# I have a problem!



## CookinBlondie (Sep 2, 2004)

here's the deal: Tonite I made some minute tapioca pudding, and it didn't set at all. I followed the recipe to the T and I don't know what to do! Have you ever had this problem, and do you know what I can do to fix this?! I need HELP! ASAP! Please and thanks!


----------



## tancowgirl2000 (Sep 3, 2004)

K my Mom sent home some Tapioca WITHOUT a recipe.....It's still in my cubbaoard cuz well what the heck do I do with it with out a recipe.....anyways....can you post the recipe so we know where you could have gone wrong.  THere's different brands and there may be different recipes...just a thought....sorry I couldnt be more helpful....


----------



## CookinBlondie (Sep 3, 2004)

*MINUTE TAPIOCA*

1/3 c. sugar
3 Tbls MINUTE Tapioca
2 3/4 c. milk
1 egg, well beaten
1 tps. vanilla

*TOP OF STOVE:*
 Mix sugar, tapioca, milk and egg in saucepan; let stand for 5 minutes. Cook and stir on medium heat until mixture comes to full boil. (Pudding thickens as it cools.) Remove from heat. Stir in vanilla. Cool 20 minutes; stir. Serve warn or chilled. Makes 6 servings.

*MICROWAVE:*
   Prepare as above in 2-quart microwavable bowl. Cook on HIGH 10-12 minutes, stirring every 2 minutes, until mixture comes to full boil.

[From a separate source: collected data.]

Issue #63, opened 2012-03-21
Create/update template tag for user avatar


mitar:
Create/update template tag for user avatar so that it first tries to get avatar from the user object (like from Facebook or OpenID) and if this fails it tries Gravatar (template tag for the later has already been written, so it should be reused/extended).

PR #116, opened 2012-04-11
Pull request for #63 #team1

matevzmihalic:
#63: Display correct user avatar


mitar:
Aren't you team 1?

matevzmihalic:
Oh, I keep making mistakes today. I am team 1.

mitar:
Thank you for making me stay attentive.

piplmesh/frontend/templatetags/gravatar.py
```diff
@@ -6,7 +6,7 @@
 
 register = template.Library()
 
-@register.inclusion_tag('gravatar.html', takes_context=True)
+@register.simple_tag(takes_context=True)
```
mitar: No, it is a very good practice to use external template. Really. This makes things more modular and easier to customize. You really do not want HTML in Python code. Python is done by programmers, HTML is done by designers. This is why we like MVC paradigm. It makes easier to split tasks. And also you do not need to give designers access to the code. You can be assured that they can break only design. :-)

piplmesh/frontend/templatetags/gravatar.py
```diff
@@ -38,9 +38,4 @@ def gravatar(context, user, size=50, default_avatar='unknown.png'):
         'default_avatar_url': urllib.quote(default_avatar_url),
     }
 
-    return {
-        'gravatar': {
-            'url': gravatar_url,
-            'size': size,
-        }
-    }
+    return '<img src="%s" width="%d" height="%d" class="gravatar" />' % (gravatar_url, size, size)
```
mitar: So no, this is ugly.

piplmesh/account/templatetags/user.py
```diff
@@ -0,0 +1,21 @@
+from django import template
+
+from piplmesh.account.templatetags import facebook
+from piplmesh.frontend.templatetags import gravatar
```
mitar: Why is something in account and something in frontend? This smells wrong. :-) Probably we could move all this to account, no?

piplmesh/account/templatetags/facebook.py
```diff
@@ -27,8 +27,9 @@ def facebook_picture(self, size):
     variable height) and "large" (200 pixels wide, variable height). 
     """
     
-    results = '%s?type=%s' % (utils.graph_api_url('%s/picture' % self), size)
-    return results
+    image_url = '%s?type=%s' % (utils.graph_api_url('%s/picture' % self), size)
+    
+    return '<img src="%s" class="facebook" />' % image_url
```
mitar: Ugly. No HTML in Python code, please.

piplmesh/account/templatetags/user.py
```diff
@@ -0,0 +1,21 @@
...
+def profile_image(context, user, size='square'):
+    """
+    Returns img tag with users avatar.
+    
+    Takes ``User`` object and optional size.
+    Sizes include "square" (50x50), "small" (50 pixels wide, variable height), 
+    "normal" (100 pixels wide, variable height) and "large" (200 pixels wide, variable height).
+    """
+    
+    if user.facebook_id:
```
mitar: I would organize this differently. I would put logic into User class. So User class can have some method which returns necessary data for avatar (like URL to the image, size). And then a generic template tag (inclusion tag) renders this into HTML.

mitar: Or a method which returns URL based on the given size. Or something.

So please make only a method to User class and one template tag for displaying that. No need to keep things separate.

mitar: Also for sizes, do Facebook has all sizes you are allowing above?

matevzmihalic: Facebook has all of the above sizes.

matevzmihalic: I've refactored the code as you wished.

mitar: Yes, but we need only squares. Gravatar has only squares, no? So common denominator is only 50x50, no? Aren't there also smaller? For chat/list of users? So which square avatars do Facebook support? Gravatar supports all?

piplmesh/account/models.py
```diff
@@ -1,9 +1,12 @@
-import datetime
+import datetime, hashlib, urllib
+
+from django.conf import settings
+from django.contrib.sites import models as sites_models
```
mitar, line 4: We are not using sites anymore - it requires relational database. But OK, because we have a fallback, let keep using it.

piplmesh/account/utils.py
```diff
@@ -1,15 +1,11 @@
...
 def graph_api_url(self, user=None, page=None, token=None):
     """ 
     Format Facebook Graph API URL. 
     """
     
     param = ''
-    if user:
-        profile = models.UserProfile.objects.get(user=user)
     if user and token:
         param = '?access_token=%s' % profile.token
```
mitar, line 10: `profile` is never define here?

piplmesh/account/models.py
```diff
@@ -17,6 +20,35 @@ class User(auth.User):
     
     facebook_id = mongoengine.IntField()
     facebook_token = mongoengine.StringField(max_length=150)
+    
+    def profile_image_url(self, size='square', request=None, is_secure=False, default_url=''):
+        """
+        Returns users profile image url.
```
mitar, line 26: _users_ -> _user's_, _url_ -> _URL_

piplmesh/account/models.py
```diff
@@ -17,6 +20,35 @@ class User(auth.User):
     
     facebook_id = mongoengine.IntField()
     facebook_token = mongoengine.StringField(max_length=150)
+    
+    def profile_image_url(self, size='square', request=None, is_secure=False, default_url=''):
```
mitar, line 24: I would define API as:

```
from django.contrib.staticfiles.storage import staticfiles_storage

DEFAULT_IMAGE_PATH = 'piplmesh/images/default.png'

def image_url(self, size='medium', default_url=staticfiles_storage.url(DEFAULT_AVATAR_PATH)):
```

We do not really need `request` anymore, you just always do secure requests to Facebook or Gravatar.

piplmesh/account/models.py
mitar, line 26: _Returns user's image URL._

piplmesh/account/models.py
```diff
@@ -17,6 +20,35 @@ class User(auth.User):
...
+            if sites_models.Site._meta.installed:
+                domain = sites_models.Site.objects.get_current().domain
+            else:
+                domain = sites_models.RequestSite(request).domain
+                
+            is_secure = request.is_secure()
+            default_url = '%s/%s/piplmesh/images/unknown.png' % (domain, settings.STATIC_URL)
+        
+        if self.facebook_id:
+            return '%s?type=%s' % (utils.graph_api_url('%s/picture' % self), size)
```
mitar, line 44: `% self`??? This depends on how we define `__unicode__`? This is really broken.

mitar, line 44: And also API for `graph_api_url` is strange - it requires called to know how to construct URLs for the API. I would add additional function into `utils` for user picture and call that. So that Facebook Graph API is defined all in one place and callers just give user object or username or something. For type I would always request square for Facebook.

piplmesh/account/models.py
```diff
@@ -17,6 +20,35 @@ class User(auth.User):
...
+        else:
+            return 'http%(secure)s://secure.gravatar.com/avatar/%(email_hash)s?s=%(size)s&d=http%(secure)s%(default_url)s' % {
+                'secure': 's' if is_secure else '',
+                'email_hash': hashlib.md5(self.email.lower()).hexdigest(),
+                'size': (50, 50, 100, 200)[('square', 'small', 'normal', 'large').index(size)],
+                'default_url': urllib.quote('://' + default_url),
```
mitar, line 50: I would just require that default is full URL.

piplmesh/account/templatetags/user.py
```diff
@@ -0,0 +1,17 @@
...
+    """
+    Returns img tag with users profile image.
+    
+    Takes ``User`` object and optional size.
+    Sizes include "square" (50x50), "small" (50 pixels wide, variable height), 
+    "normal" (100 pixels wide, variable height) and "large" (200 pixels wide, variable height).
+    """
+    
+    return {
+        'profile_image_url': user.profile_image_url(size, context['request'])
```
mitar, line 16: Pass and use also size in the template.

piplmesh/account/templatetags/user.py
```diff
@@ -0,0 +1,17 @@
...
+register = template.Library()
+
+@register.inclusion_tag('tags/profile_image.html', takes_context=True)
+def profile_image(context, user, size='square'):
+    """
+    Returns img tag with users profile image.
+    
+    Takes ``User`` object and optional size.
+    Sizes include "square" (50x50), "small" (50 pixels wide, variable height), 
+    "normal" (100 pixels wide, variable height) and "large" (200 pixels wide, variable height).
```
mitar, line 12: Document example usage, in same way how it was for gravatar tag.

piplmesh/account/templatetags/user.py
```diff
@@ -0,0 +1,17 @@
+from django import template
+
+register = template.Library()
+
+@register.inclusion_tag('tags/profile_image.html', takes_context=True)
+def profile_image(context, user, size='square'):
```
mitar, line 6: _profile_image_ -> _user_image_

I would for size allow: _small_ (25x25), _medium_ (50x50) or number (of pixles). And then this size would be used in template to resize the image, whatever the `user.image_url` returns (but we pass it also there so that it can potentially optimize the URL based on that).

piplmesh/account/templatetags/user.py
```diff
@@ -0,0 +1,17 @@
```
mitar, line 0: I would name this file _account_, because _user_ is already in the template often user object. So you have some naming confusion.

piplmesh/account/models.py
```diff
@@ -17,6 +20,35 @@ class User(auth.User):
...
+            is_secure = request.is_secure()
+            default_url = '%s/%s/piplmesh/images/unknown.png' % (domain, settings.STATIC_URL)
+        
+        if self.facebook_id:
+            return '%s?type=%s' % (utils.graph_api_url('%s/picture' % self), size)
+        else:
+            return 'http%(secure)s://secure.gravatar.com/avatar/%(email_hash)s?s=%(size)s&d=http%(secure)s%(default_url)s' % {
+                'secure': 's' if is_secure else '',
+                'email_hash': hashlib.md5(self.email.lower()).hexdigest(),
+                'size': (50, 50, 100, 200)[('square', 'small', 'normal', 'large').index(size)],
```
mitar, line 49: It is a good question if we really want to use size argument. Because if we request just 50x50 always, then we will be able to cache that and then resize it to smaller in browser. Or we could always request exactly the requested size, but it is a question if this is reall better.

mitar:

mitar:
You have to update from main repository.

mitar:
You have to update from main repository.

piplmesh/account/templates/tags/profile_image.html
```diff
@@ -0,0 +1 @@
+<img src="{{ profile_image_url }}" class="profile_image" />
```
mitar, line 1: I would pass size to the template and set it as a CSS class on the image. So `small` would become `image_small` CSS class, `(50, 50)` would become `image_50_50` CSS class.

Issue #112, opened 2012-04-11
Keep documentation updated


maticko:
Keep all documentation up-to-date!

mitar:
This ticket can be done multiple times by different teams.

PR #118, opened 2012-04-12
Issue 112- updated doc files, #team2

maticko:
Update of instlation.rst  - issue #112


maticko:
Ehz this is not good...

Issue #120, opened 2012-04-12
Update project layout for Django 1.4


mitar:
In Django 1.4 they changed default [project layout](https://docs.djangoproject.com/en/dev/releases/1.4/#updated-default-project-layout-and-manage-py). Our project should be updated accordingly.

mitar:
Done with #121.

PR #121, opened 2012-04-13
Pull request for issue #120  #team2

ghost:
#120: Layout changed to default Django 1.4 layout.


mitar:
Hm. Wouldn't it be maybe better to simply move `manage.py` file one directory up?

mitar:
Often you have scripts in the top dir (like scripts to run tests, so now also to run the site).

ghost:
I don't know, I think that it is better if the website is separated from documentation?

mitar:
But website (code) is. Only scripts to run things can be in top-level. We will also have other such scripts later on there, you will see. This is also why they have changed the layout in this way. To remove this script from the code, so that one is code, the other is script to run it.

ghost:
Corrected.

Issue #65, opened 2012-03-21
List of currently logged in users


mitar:
On home page provide a list of currently logged in users. Maintain the list up-to-date also after the page has been opened. Do this using HTTP push for real-time updates.

For now use `onbeforeunload` JavaScript event handler to signal the server that user is closing the page (but be careful if the page is opened multiple times).

Use [django-pushserver](https://github.com/mitar/django-pushserver) app for HTTP push support.

agiz:
To start this topic... If one should use `onbeforeunload` as a signal for user parting, what shall be used for user joining? We could just assume users join whenever they connect to the site but there is an issue of having ghost users, that is, the users without javascript. So is it ok to send asynchronous request when user connects as a signal that she joined and has a browser with javascript support?

mitar:
Hmm. A very good point. I have not thought about that.

So we would really need to get information from nginx when user connects and when user disconnects. I will extend django-pushserver with this.

agiz:
Well, you can extend django-pushserver but this will make it less similar to nginx environment. As I mentioned in email correspondence I think there is no signal currently in nginx that detects connections terminated by client. 

For starters try connecting to nginx push server with Chrome (I am using Chromium) and abort the connections and you will see that nothing happens because it terminates silently. There is more :). You can still have an open socket and not even be on the website (ie if you close the site but have an image open from this site in another window).

I suggest we go back to pinging and timeout.

mitar:
In the worst case we will run django-pushserver in the production. :-)

mitar:
Test it out and give feedback. :-)

mitar:
I would recommend that you extend User document with two fields:
- list of open channels with subscription time
- time of last unsubscription

So if the first has any elements, then user is logged in. If it is empty and the second field is more then X seconds in the past, the user is logged out.

agiz:
What can be used to fire delayed events? I want to use something already implemented in django and not some external package. Also this delayed event must have an option to be canceled. Something similar to javascript's `setTimeout`.

mitar:
You cannot. Things are processed always inside of the request handler. This is synchronous operation. And you want that it is very quick (user waits longer for delay). Django signals are also synchronous signals. All this is by design. So the idea is that you just very quickly store stuff and then process things in the background. This is what we will be doing in the future with Celery. So probably then we will have some regular task which will check every 30 seconds for example status of users and send updates if things change.

mitar:
[...]

PR #122, opened 2012-04-14
Issue 65 rev 2 (team 4)

agiz:
Not up to date with repository
I was not able to do this http://grokbase.com/t/gg/mongodb-user/121jyejc7j/how-can-i-pull-one-array-element-not-removes-all-occurrences#20120118zhqusu6k7cdsqo23vpymu4em7y in mongoengine syntax.


agiz:
There are some `prints` and comments in code and some variable names are bad because this is not yet final release.

mitar:
You can do `unset` with:

```
models.User.objects(id=request.user.id, clist__http_if_none_match='...', clist__http_if_modified_since='...').update_one(unset__clist__S=1)
```

mitar:
Please define an embedded document for values you are storing into list. One with `http_if_none_match` and `http_if_modified_since` fields. And use that.

piplmesh/account/views.py
```diff
@@ -75,4 +79,49 @@ def logout(request):
         url = request.POST.get(auth.REDIRECT_FIELD_NAME)
         return auth_views.logout_then_login(request, url)
     else:
-        raise exceptions.PermissionDenied
\ No newline at end of file
+        raise exceptions.PermissionDenied
+
+class PushView(generic_views.TemplateView):
```
mitar: Why are you reimplementing this and not using signals provided by django-pushserver?

piplmesh/frontend/templates/base.html
```diff
@@ -8,6 +8,63 @@
...
         <link rel="stylesheet" href="https://www.google.com/cse/style/look/default.css" type="text/css" />
         <script src="{{ STATIC_URL }}piplmesh/jquery/jquery.js" type="text/javascript"></script>
+        {% load pushserver %}
+        <script type="text/javascript" src="{{ STATIC_URL }}pushserver/updates.js"></script>
+            
+        <script type="text/javascript">
+            var updates_url = '{% filter escapejs %}{% updates_url "a" %}{% endfilter %}';
+            
+            
+            $(document).ajaxSend(function(event, xhr, settings) {
```
mitar: This is probably not needed? Why have you added it? Are we doing POSTs in JavaScript anywhere now?

piplmesh/frontend/templates/plain.html
```diff
@@ -5,5 +5,6 @@
     <div id="content">
         {% block content %}{% endblock %}
     </div>
+    {% include "userlist.html" %}
```
mitar: Just move the content to home. Instead of that juicy content.

piplmesh/frontend/templates/base.html
agiz: Relict from the past or future, but yes, not now :).

piplmesh/account/views.py
agiz: I don't know how :/

piplmesh/frontend/templates/base.html
mitar: We will probably not even need it, because we will be doing REST requests. And those will be authenticated with OAuth one day. :-) (And I was lead to believe that then you do not have CSRF problems. I am not sure about that though.)

piplmesh/account/views.py
mitar: It is written in documentation of [django-pushserver](http://readthedocs.org/docs/django-pushserver/en/latest/usage.html):

```
from django import dispatch

from pushserver import signals

@dispatch.receiver(signals.channel_subscribe)
def process_channel_subscribe(sender, request, channel_id, **kwargs):
    print "Subscribed", request.user, channel_id

@dispatch.receiver(signals.channel_unsubscribe)
def process_channel_unsubscribe(sender, request, channel_id, **kwargs):
    print "Unsubscribed", request.user, channel_id
```

mitar: (Add that to `frontend.views` somewhere.)

mitar: Or probably better: signal handlers go to `account.models` (because they modify models). But Celery task goes to `frontend`, because it pushes things to the client.

agiz: I still don't understand this and believe me I have read this many times :)

I have put above in frontend.views and removed `url(r'^passthrough', account_views.PushView.as_view(), name='push')` from urls.py and I am getting `[14/Apr/2012 12:58:04] "POST /passthrough HTTP/1.1" 404 2830` now.

mitar: Have you not read installation documentation for push server? Or have you not listened at class? I showed this and explained.

agiz:
Moving on to Documents...
When user subscribes I create new document with `create()` and this method allows duplicate entries, yes?

mitar:
It depends how you define uniqueness on fields. :-) If none are unique, then multiple same documents can be stored.

But you are defining embedded document, no?

agiz:
I created new Document in models.py.

```
class UserTracking(mongoengine.Document):
    user = mongoengine.ReferenceField(User)
    http_if_none_match = mongoengine.IntField()
    http_if_modified_since = mongoengine.DateTimeField()
```

piplmesh/account/views.py
agiz: If I want to raise an error on exception in views.py - what is the way to do it?
I am doing it like this `return debug.technical_500_response(request, *sys.exc_info())`.

mitar:
Again, embedded document. Please see how we have defined comments for wall posts.

piplmesh/account/views.py
mitar: Views or signals? In views you just raise exception and with `DEBUG` set to `True` it shows you technical response.

In signals exceptions are not propagated (I configured like that in case of passthrough view).

agiz: In signals, because I test if `HTTP_IF_NONE_MATCH` is integer.

mitar: Why you test that? Just try to convert, if you fail, that request will be ignored.

agiz:
Like this?

```
class User(auth.User):
    birthdate = fields.LimitedDateTimeField(upper_limit=datetime.datetime.today(), lower_limit=datetime.datetime.today() - datetime.timedelta(LOWER_DATE_LIMIT))
    gender = fields.GenderField()
    usertracking = mongoengine.ListField(mongoengine.EmbeddedDocumentField(UserTracking))

    facebook_token = mongoengine.StringField(max_length=150)

class UserTracking(mongoengine.EmbeddedDocument):
    http_if_none_match = mongoengine.IntField()
    http_if_modified_since = mongoengine.DateTimeField()
```

piplmesh/account/views.py
agiz:
```
try:
    http_if_none_match = int(request.META['HTTP_IF_NONE_MATCH'])
except ValueError:
    #return debug.technical_500_response(request, *sys.exc_info())
    #what goes here?
```

agiz:
Help please.

I am adding like this that seems to be ok.
`request.user.update(push__usertracking3={'http_if_none_match':http_if_none_match, 'http_if_modified_since':request.META['HTTP_IF_MODIFIED_SINCE']})`

But I do not know how to unset one `usertracking3` value. 
This `models.User.objects(id=request.user.id, usertracking3__http_if_none_match=request.META['HTTP_IF_NONE_MATCH'], usertracking3__http_if_modified_since=request.META['HTTP_IF_MODIFIED_SINCE']).update_one(unset__usertracking3__S=1)` is not working - this does not even return user(s).

`models.User.objects(id=request.user.id, usertracking3={'http_if_none_match':request.META['HTTP_IF_NONE_MATCH'], 'http_if_modified_since':request.META['HTTP_IF_MODIFIED_SINCE']}).update_one(unset__usertracking3__S=1)` this is not working either - this messes up User document somehow.

Almost everything I do to pull an object from `usertracking` messes User document and is borderline annoying.

Mongoengine documentation is non-existant or high abstract at best usually just for one use case.

mitar:
I would rename _UserTracking_ to _Connection_, field _opened_connections_. Put it at the end of fields, after Facebook fields, in a new group. You also probably need to add channel ID field (currently we have fixed channels, but user could connect to multiple).

Otherwise yes, but probably you have to first define embedded document so that you can reference it later in the code. So the order of definitions is important.

mitar:
What are you reading for mongoengine documentation? [API reference](http://readthedocs.org/docs/mongoengine-odm/en/latest/apireference.html)? [User guide](http://readthedocs.org/docs/mongoengine-odm/en/latest/guide/index.html)?

mitar:
Also tests are good source of examples!

mitar:
BTW, why do you want to check for type of the values? I think you could store both values as strings and this is it. Otherwise, check also the date value. But I really do not think this is necessary, whatever the client sends, it sends.

mitar:
Please use `StringField` for both your fields and the first unset query you used above should work. Also, you have to remove all `None` values immediately from the list after that, otherwise MongoEngine is unable to query over objects (it fails with `AttributeError: 'NoneType' object has no attribute 'get'`).

mitar:
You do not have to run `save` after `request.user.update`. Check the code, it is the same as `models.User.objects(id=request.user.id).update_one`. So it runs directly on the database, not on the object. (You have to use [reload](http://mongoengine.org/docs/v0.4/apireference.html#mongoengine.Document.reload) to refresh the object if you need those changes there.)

There's the recipe, see what you all can come up with, but the only thing I can think I did was use skim milk instead of some other kind of milk with fat. Thanks in advance!


----------



## kitchenelf (Sep 3, 2004)

I think if it was more creamy it would still be good!!!!  I didn't think tapioca set up like a pudding - does it?


----------



## scratch (Sep 6, 2004)

*Need help with tapioca pudding*

First I always cook pudding in a microwave and never do you have to cook tapioca or any pudding for longer than 6 - 8 minutes.  
Tapioca is thin when justed cooked.  It "sets up" as it cools.  Stir several times as it is cooling to keep the creamy consistency.
If you want "fool proof" tapioca than add 1 tbl cornstarch and 2 tbl minute tapioca and 3 cups of milk.  I use 1 c powdered milk and water to make the 3 cups ( this is low-fat) a bit more suger to make up for the lack of sweetness in the powdered milk (1/2).   Also very important is the "let stand" part.


----------



## Barbara L (Sep 6, 2004)

Did you follow the stovetop or microwave directions?  I have made the stovetop version for years and have never had a problem.  Is it possible that you accidentally mis-measured and put in too much milk or not enough tapioca?

 Barbara

P.S. to kitchenelf--Yes, tapioca should set up pretty firm.  It should not be runny.


----------



## Jovin (Sep 6, 2004)

The only time mine didn't set was when I tried using skim milk or even 1%.  I never made it in the microwave, only on top of the stove...and trust me, I've made it alot.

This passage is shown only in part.